[proofplan] We expand the joint entropy $H(X, Y, Z)$ in two ways using the [Chain Rule for Entropy](/theorems/???): once peeling off $Z$ last, and once peeling off $X$ last. Equating the two expansions produces an identity relating $H(X \mid Y)$, $H(X \mid Y, Z)$, and the conditional entropies of $Z$. Using the non-negativity of conditional entropy and the fact that conditioning reduces entropy, both $H(Z \mid X, Y) \geq 0$ and $H(Z \mid Y) \leq H(Z)$, we bound the difference by $H(Z)$. [/proofplan]
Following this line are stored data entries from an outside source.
PR #608, opened 2021-02-18
createImageBitmap and resize image impl

### LINKED ISSUE #524: createImageBitmap unimplemented
Follow up on this thread: https://forum.babylonjs.com/t/babylon-native-on-ubuntu/15615/76
`createImageBitmap` is unimplemented which prevent to lo create ground from heightmap
`var ground = new BABYLON.Mesh.CreateGroundFromHeightMap("ground", "myimage.png", 500, 500, 5, 0, 10, scene, false);`

Some infos here:
https://developer.mozilla.org/en-US/docs/Web/API/WindowOrWorkerGlobalScope/createImageBitmap

CedricGuillemet:
fixes #524
babylonjs at commit https://github.com/BabylonJS/Babylon.js/pull/9933/commits/06c6b04d9f2f9fceebb6c8a7f3eac5aa5cc916f6
I also use this PR as a learning and experiment on JS abstraction for future dev(Canvas)

Works in conjunction with https://github.com/BabylonJS/Babylon.js/pull/9933
2 new functions added in Engine:
- createImageBitmap
- resizeImageBitmap

For the later, I'm using a 3rd party function to resize.
New validation test scene.


Plugins/NativeEngine/Source/NativeEngine.cpp
```diff
@@ -1532,4 +1536,98 @@ namespace Babylon
     {
         return Napi::Value::From(info.Env(), m_graphicsImpl.GetHardwareScalingLevel());
     }
+
+    Napi::Value NativeEngine::CreateImageBitmap(const Napi::CallbackInfo& info)
+    {
+        auto env = info.Env();
```
ryantrem, line 1542: Can this be `const` or no?

Plugins/NativeEngine/Source/NativeEngine.cpp
```diff
@@ -1532,4 +1536,98 @@ namespace Babylon
...
+        {
+            throw Napi::Error::New(env, "CreateImageBitmap first parameter must be an array.");
+        }
+        const auto parameters = info[0].As<Napi::Array>();
+        if (!parameters.Length())
+        {
+            throw Napi::Error::New(env, "CreateImageBitmap parameters are empty.");
+        }
+
+        const auto blob = parameters[0u].As<Napi::Array>();
```
ryantrem, line 1553: Should we be checking that this is actually an array (like we do for `info[0]`)?

Plugins/NativeEngine/Source/NativeEngine.cpp
```diff
@@ -1532,4 +1536,98 @@ namespace Babylon
...
+            throw Napi::Error::New(env, "CreateImageBitmap blob parameter is empty.");
+        }
+
+        const auto data = blob[0u].As<Napi::ArrayBuffer>();
+        if (!data.ByteLength())
+        {
+            throw Napi::Error::New(env, "CreateImageBitmap array buffer is empty.");
+        }
+
+        bimg::ImageContainer* image = bimg::imageParse(&m_allocator, data.Data(), static_cast<uint32_t>(data.ByteLength()));
```
ryantrem, line 1565: What is the image format in this case?

Plugins/NativeEngine/Source/NativeEngine.cpp
CedricGuillemet: Yes! Setting a few others as const as well.

Plugins/NativeEngine/Source/NativeEngine.cpp
CedricGuillemet: I'm not sure to understand. image here will contain decoded data from coded data

Plugins/NativeEngine/Source/NativeEngine.cpp
CedricGuillemet: Yes, I'm adding a check.

Plugins/NativeEngine/Source/NativeEngine.cpp
```diff
@@ -1532,4 +1536,103 @@ namespace Babylon
     {
         return Napi::Value::From(info.Env(), m_graphicsImpl.GetHardwareScalingLevel());
     }
+
+    Napi::Value NativeEngine::CreateImageBitmap(const Napi::CallbackInfo& info)
+    {
+        const auto env = info.Env();
```
bghgary, line 1542: nit: we are trying to use initializer lists everywhere and also don't use auto unless it's blatantly obvious what the type is
```suggestion
        const Napi::Env env{info.Env()};
```

Plugins/NativeEngine/Source/NativeEngine.cpp
```diff
@@ -1532,4 +1536,103 @@ namespace Babylon
...
+        {
+            throw Napi::Error::New(env, "CreateImageBitmap first parameter must be an array.");
+        }
+        const auto parameters = info[0].As<Napi::Array>();
+        if (!parameters.Length())
+        {
+            throw Napi::Error::New(env, "CreateImageBitmap parameters are empty.");
+        }
+
+        const auto blob = parameters[0u].As<Napi::Array>();
```
bghgary, line 1553: Why do you need a `u`?

bghgary, line 1553: Is the intention to support everything that browser can support? Why pass in a blob at all? If we only want to support arraybuffer, do the blob checking in JS and pass in an arraybuffer.

CedricGuillemet: operator [] needs an unsigned value. 0 is signed int.

Plugins/NativeEngine/CMakeLists.txt
```diff
@@ -26,7 +26,8 @@ set(SOURCES
 
 add_library(NativeEngine ${SOURCES})
 
-target_include_directories(NativeEngine PUBLIC "Include")
+target_include_directories(NativeEngine PUBLIC "Include"
+    PRIVATE "${BIMG_DIR}/3rdparty")
```
syntheticmagus, line 30: This seems a little odd. Could we instead either expose STB as a target from bgfx.cmake? Or, if not there, could we add a bespoke target in dependencies/CMakeLists.txt like we do for base-n? I just think it might be best to remove the responsibility of understanding the structure of bimg from NativeEngine.

Plugins/NativeEngine/Source/NativeEngine.cpp
```diff
@@ -11,6 +11,8 @@
 #include <bimg/decode.h>
 #include <bimg/encode.h>
 
+#define STB_IMAGE_RESIZE_IMPLEMENTATION
```
syntheticmagus, line 14: If we add a CMake target as described in my other comment, this could be defined in that target so that we don't have to worry about it here.

Plugins/NativeEngine/CMakeLists.txt
CedricGuillemet: 3rdparty directory already added in bgfx.cmake. I don't know why it didn't work 1st time I tried to include the .h. Anyway, it's fixed now.

Plugins/NativeEngine/Source/NativeEngine.cpp
CedricGuillemet: What's annoying with STB include file is only 1 .cpp file in the solution must define `STB_IMAGE_RESIZE_IMPLEMENTATION` or any other include will popup link error. I prefer to let this define clearly visible just before the #include statement.

syntheticmagus: I see. Can you note this nuance in a comment just above the define? That'll just help future developers know that we usually handle compiler defines differently and that this one is the exception rather than the rule.

syntheticmagus (approved):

[step:Expand $H(X, Y, Z)$ peeling off $Z$ first] Applying the [Chain Rule for Entropy](/theorems/???) repeatedly, grouping $(X, Y)$ first and then peeling off $Y$, \begin{align*} H(X, Y, Z) &= H(X, Y) + H(Z \mid X, Y) \\ &= H(Y) + H(X \mid Y) + H(Z \mid X, Y). \end{align*} Each application of the chain rule requires only that the relevant joint distributions be well defined, which holds since $X$, $Y$, $Z$ are defined on a common probability space with finite alphabets. [/step]

[step:Expand $H(X, Y, Z)$ peeling off $X$ first] Again by the [Chain Rule for Entropy](/theorems/???), this time grouping $(Y, Z)$ first and then peeling off $Y$, \begin{align*} H(X, Y, Z) &= H(Y, Z) + H(X \mid Y, Z) \\ &= H(Y) + H(Z \mid Y) + H(X \mid Y, Z). \end{align*} [/step]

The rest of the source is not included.